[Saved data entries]
··········
PR #1528, opened 2022-12-01
feat(azure): multiple azure auths

n4ch04:
### Context 

Prowler only allowed to launch the azure scan using service principal credentials, we need to include the other auth methods supported by the sdk

### Description

Adds support to Prowler azure for the following auth methods:

- az cli
- browser credentials
- managed identity

### License

### DIFF
--- a/lib/outputs/outputs.py
+++ b/lib/outputs/outputs.py
@@ -49,13 +49,14 @@ def report(check_findings, output_options, audit_info):
         # csv_fields = []
         file_descriptors = {}
         if output_options.output_modes:
-            # We have to create the required output files
-            file_descriptors = fill_file_descriptors(
-                output_options.output_modes,
-                output_options.output_directory,
-                output_options.output_filename,
-                audit_info,
-            )
+            if not hasattr(audit_info, "is_azure"):
+                # We have to create the required output files
+                file_descriptors = fill_file_descriptors(
+                    output_options.output_modes,
+                    output_options.output_directory,
+                    output_options.output_filename,
+                    audit_info,
+                )
 
         if check_findings:
             for finding in check_findings:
··········
### Task objective
Lines above with "files" in them are the ones to copy.

### Exercise solution
-            # We have to create the required output files
+                # We have to create the required output files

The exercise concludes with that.